Sorel was born in Cherbourg in 1847 and educated at the elite Ecole Polytechnique in Paris. He joined the Bridges and Roads Department (Corps des Ponts et Chaussées) and from 1870 to 1892 he was employed as an engineer both in metropolitan France (chiefly in Perpignan) and in Corsica and Algeria. On receipt of a small legacy he was able to retire to the suburbs of Paris and devote himself to writing. He was the author, notably, of three key works published in 1908: La Décomposition du marxisme (The Decomposition of Marxism); Reflections on Violence (Réflexions sur la violence); and The Illusions of Progress (Les Illusions du progrès) . He died in Boulogne-sur-Seine in 1922. A thinker of genuinely European interests, he was particularly well read in Italian social and political theory. Much of his work was first published in Italian, including Reflections on Violence, which first appeared as a series of articles in Il devenire sociale in 1905–6.

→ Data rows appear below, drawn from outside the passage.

PR #851, opened 2026-08-12
Land on the newly created integration (5.14.0)

gigara:
**Backport of #847 to `staging/5.14.0`.** Cherry-picked and squashed; the resulting diff is byte-identical to the one reviewed on `main`. `staging/5.14.0` already carries #810, so the `openView` seam this builds on is present and no adaptation was needed.

Creating an integration does not reliably end up on the integration that was just created.

- **From the project creation form**, the window lands on the project overview. The new integration is one click away, on a page the user did not ask for.
- **From the Add button on the project overview**, it lands on the new integration correctly — so the same action behaves differently depending on where it was started.

There is also an intermittent version of the first symptom: the new integration appears and is then replaced by the project overview a second or two later.

Creating an integration ends on that integration, from either entry point, every time.

Three separate defects sat behind one symptom. They are separate commits.

### 1. The landing was split by design

`resolveCreateLandingContext` decided where to go:

```ts
landing: isNewProject ? "project" : "package"
```

A submit that also created the project landed on the project, on the reasoning that the project was the thing the user had just made. That is the primary bug, and it explains the difference between the two entry points: Add from the project overview goes through the in-place path, where the project already exists, so `isNewProject` is false and it lands on the package.

Every create now lands on the new integration. That leaves the choice with one outcome, so the machinery carrying it is gone: the `landing` field on the pending pointer, `PendingIntegrationLanding`, `resolveLandsOnPackage`, and the `landOnPackageOverview` parameter threaded through generation. `CreateLandingContext` keeps only the naming it also carried and is renamed `CreateNamingContext` to match. Pointers written by an older build simply lose a field that no longer has a reader, so a create spanning the upgrade still lands correctly.

### 2. The landing stood down whenever anything else had navigated

`ensureLandedOnNewIntegration` acted only while the machine was still in `extensionReady`:

```ts
if (StateMachine.service().getSnapshot().value !== "extensionReady") return;
```

`checkAndRunPendingArtifact` fires the moment the machine reaches `extensionReady` and then awaits reading the payload and generating the artifact. Other startup navigation lands during those awaits, so by the time the create tried to land it saw `viewReady` and gave up.

The guard existed to avoid overriding generation that had navigated somewhere deliberate. That is now stated directly rather than inferred from machine state: `generatePendingArtifact` returns whether it claimed the view, which only the AI Chat Agent does, since it hands off to its own wizard. Everything else lands unconditionally.

### 3. Startup navigations arrive behind the landing

Even landing last is not enough, because the create is not the only thing navigating. Instrumenting `openView` across two runs of the same action showed three navigations in different orders:

```
worked   (bare) -> openPackageOverview -> Workspace Overview   [redirected]
failed   openPackageOverview -> (bare) -> Workspace Overview   [not redirected]
```

The bare navigation is startup asking for the visualizer with nothing specific; the workspace overview follows it. The create's position among them shifts because it waits on an artifact-generation RPC — which is why this was intermittent rather than consistently broken.

So the landing is claimed as well as performed. `claimCreateLanding` records the package, and a workspace-overview navigation arriving afterwards is redirected to it. The rules that make it safe:

- **Only the post-reload path claims.** The in-place path — Add from the project overview — runs in a settled window with no startup navigation racing it, and the one navigation that can follow it, the untracked-package fallback in `updateProjectArtifacts`, is already covered there by that function's own `alreadyViewingAddedPackage` check. Claiming there would plant a claim nothing ever spends, and the project explorer's Show Overview would then walk into it: that handler passes no `exactView`, so it would be redirected back to the package just left and the click would appear dead. Caught in review on the backport.
- **Only a workspace-overview navigation spends the claim.** An earlier version spent it on the first navigation of any kind, which let the bare one consume a claim meant for the workspace overview — that is the failing run above.
- **A bare navigation passes through untouched.** It resolves against the context, which the landing has already pointed at the new package, so nothing is lost by ignoring it.
- **A navigation naming any other view releases the claim.** That is the user moving on, and the claim must not survive to redirect a workspace overview they ask for later.
- **Home passes `exactView` and releases the claim**, so the deliberate route to the workspace overview always works.

The claim is bounded by the navigation it answers rather than by a duration. An earlier revision used a timeout; that was wrong about who owns the competing navigation — the project explorer only *invokes* `BI.project-explorer.overview`, a command registered in this repo, so there was nothing to out-wait.

**Known edge, accepted rather than solved.** "Bounded by the navigation it answers" assumes such a navigation arrives, and nothing guarantees one does — a standalone create resolves Show Overview to `PackageOverview` instead, and the re-assert after generation can plant a claim once startup's navigations have already been answered. A claim with nothing to spend it survives until the user navigates to another view, so if their very next action is Show Overview in a workspace, it is redirected to the package they just came from and the click looks dead; a second click works.

Two alternatives were tried and are worse. Releasing the claim once the landing renders fires *before* the competing navigation — the traces above put it 1.4s behind — so the original symptom returns. Holding the claim instead of spending it leaves Show Overview redirected on *every* click until the user goes elsewhere, which is worse than one. The competing navigation and a deliberate click are the same command with nothing to tell them apart, so any bound is a trade; this is the one chosen, with the requester.

## UI Component Development
- [x] Added reusable UI components to the ui-toolkit — N/A, no new UI. This changes which existing view a create ends on.

As a developer creating an integration, I want to land on the integration I just created and stay there, whichever entry point I started from.

Creating an integration now opens the new integration instead of the project overview, including when the same action creates the project. Fixes a related issue where the new integration would briefly appear and then be replaced by the project overview.

N/A — no documented behaviour changes. The screens and navigation controls are unchanged; only which view a create ends on differs.

## Training
N/A

## Certification
N/A — no user-facing concept or workflow is added or removed.

## Marketing
N/A

## Automation tests
 - Unit tests
   > `singleIntegrationLanding.test.ts` covers `resolveCreateLandingOverride`: the redirect itself, that a bare navigation survives it (the intermittency above, pinned as a regression case), that it is spent by the navigation it answers and not held for the next, and that a navigation elsewhere releases it. Full host suite: 120 passing.
   > Not covered: the landing itself. Reproducing it needs an awaited rebuild in a notification handler racing a navigation in the create flow, against a real state machine — the host suite mocks `vscode` and has no extension host, so this would need scaffolding well beyond the fix. Verified by hand instead, over repeated runs, since a single passing run proves nothing about an intermittent fault.
 - Integration tests
   > None added. Labelled `Checks/Run Ballerina UI Tests` so the existing UI suite runs against it. Worth e2e coverage — create from the form, assert the integration overview is still showing once the structure settles — which would need a wait on the post-create rebuild rather than a fixed delay.

## Security checks

## Samples
N/A

## Related PRs
#847 — the same change against `main`. This is its backport; review there.

#810 (merged, and already on this branch) landed the single-integration rule in the same `openView` seam. The two overrides are independent and ordered there: the create's claim is consulted first, then the single-integration rule.

## Migrations (if applicable)
N/A — no persisted state beyond the pending-create pointer, which loses a field rather than gaining one. A create started on an older build and finished on this one still lands correctly.

macOS 15 (darwin 25.5.0), VS Code, Node 20. Verified by hand on the `main` version across both entry points and repeated runs of the create-form path, which is the one that was intermittent. On this branch: cherry-pick applied without conflict, diff verified identical to the reviewed change, typecheck and the 120 host unit tests pass.

The fault was intermittent, and three successive fixes were reasoned from what could navigate rather than from what did. Each addressed a real defect and none resolved the symptom, because the remaining cause was an ordering that only shows up about half the time — a passing run looked like a fix.

Instrumenting `openView` to log every navigation with its caller settled it in one round trip, and should have been the first step rather than the fourth. The specific thing it revealed, which no amount of reading would have: the competing navigations are two separate startup calls, and the create's position between them moves because it waits on an RPC.

Worth recording for whoever touches this next: `goBack` does not route through `openView` at all — it replays history via `updateView` — so navigation rules added there cannot affect Back. That fact is what identified a stale `projectPath` write in the `webViewLoaded` assign, rather than the redirect, as the cause of a regression that broke Home and Back together.

## Summary

- Open newly created integrations in the created package overview.
- Apply bounded create-landing claims during navigation.
- Preserve claims until deliverable workspace-overview navigation occurs.
- Exclude AI Chat Agent and self-navigating integrations from landing redirects.
- Remove obsolete landing metadata from scheduling and startup state.
- Update artifact generation and project naming metadata handling.
- Add unit tests for redirect, claim, release, and consumption behavior.
- Host tests pass: 120 tests. UI tests are configured to run.

### DIFF
--- a/packages/ballerina-extension/src/features/bi/pending-artifact.ts
+++ b/packages/ballerina-extension/src/features/bi/pending-artifact.ts
@@ -28,7 +28,7 @@ import {
     MACHINE_VIEW,
     PendingIntegrationArtifactPayload,
 } from "@wso2/ballerina-core";
-import { openView, StateMachine } from "../../stateMachine";
+import { openView, StateMachine, whenNavigationDeliverable } from "../../stateMachine";
 import { claimCreateLanding } from "../../utils/state-machine-utils";
 import { ServiceDesignerRpcManager } from "../../rpc-managers/service-designer/rpc-manager";
 import { BiDiagramRpcManager } from "../../rpc-managers/bi-diagram/rpc-manager";
@@ -108,7 +108,14 @@ export async function schedulePendingIntegration(schedule: PendingIntegrationSch
  * function's own `alreadyViewingAddedPackage` check. A claim planted there would be one nothing
  * ever spends, and the project explorer's Show Overview would walk into it.
  */
-function landOnNewIntegrationAfterReload(projectRoot: string): void {
+async function landOnNewIntegrationAfterReload(projectRoot: string): Promise<void> {
+    // Awaited because the machine handles `OPEN_VIEW` only in `extensionReady` and
+    // `viewActive.viewReady`. Generation is asynchronous, so by the time it returns the machine may
+    // be mid-load, where the landing would be dropped without trace and the window would silently
+    // stay wherever startup left it. The deleted `extensionReady` guard used to make delivery
+    // certain as a side effect of when it allowed the landing at all; this replaces that half of
+    // its job, `claimedView` having replaced the other.
+    await whenNavigationDeliverable();
     openPackageOverview(projectRoot);
     claimCreateLanding(projectRoot);
 }
@@ -154,14 +161,14 @@ export async function checkAndRunPendingArtifact(): Promise<void> {
         // An empty integration has no payload: there is nothing to generate, only
         // the landing view below to open.
         if (!payload) {
-            landOnNewIntegrationAfterReload(stored.projectRoot);
+            await landOnNewIntegrationAfterReload(stored.projectRoot);
             return;
         }
 
         const label = ARTIFACT_KIND_LABELS[payload.kind];
         if (!label || payload.version !== 1) {
             console.error(`[IntegrationWizard] Unsupported pending artifact payload:`, payload);
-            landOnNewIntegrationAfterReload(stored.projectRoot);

Sorel’s name is commonly coupled with syndicalism, the revolutionary brand of trade unionism that flourished briefly on the eve of the First World War, chiefly in Mediterranean Europe. In his best-known work, Reflections on Violence, he espoused the doctrine of the ‘general strike’ as the instrument for the overthrow of the state apparatus. But he had no real connection with the syndicalist movement and is better understood as the interpreter of syndicalism rather than its theorist. His syndicalist phase was in fact short-lived, and formed part of a bewildering political odyssey. He was a Marxist at the outset of his literary career in the 1890s, though he felt the attraction of BERNSTEIN’s revisionism. The Dreyfus Affair, which had a deep impact on his thinking, made him first into a reformist socialist who backed ‘Millerandism’, or the participation of socialist ministers in Government; it was his disillusionment with the failure of the ‘Dreyfusard revolution’ that precipitated his syndicalist phase, in which he bitterly denounced Millerandism. Thereafter he flirted briefly with the royalist nationalism of the Action Française. In 1919 he hailed LENIN as the new champion of his values. The same year saw the foundation of the Italian Fascist movement, whose leader, Mussolini, claimed Sorel—not wholly without reason—as the forerunner of Fascism. Nevertheless we can try and make sense of his intellectual journey by identifying certain continuing threads in his outlook.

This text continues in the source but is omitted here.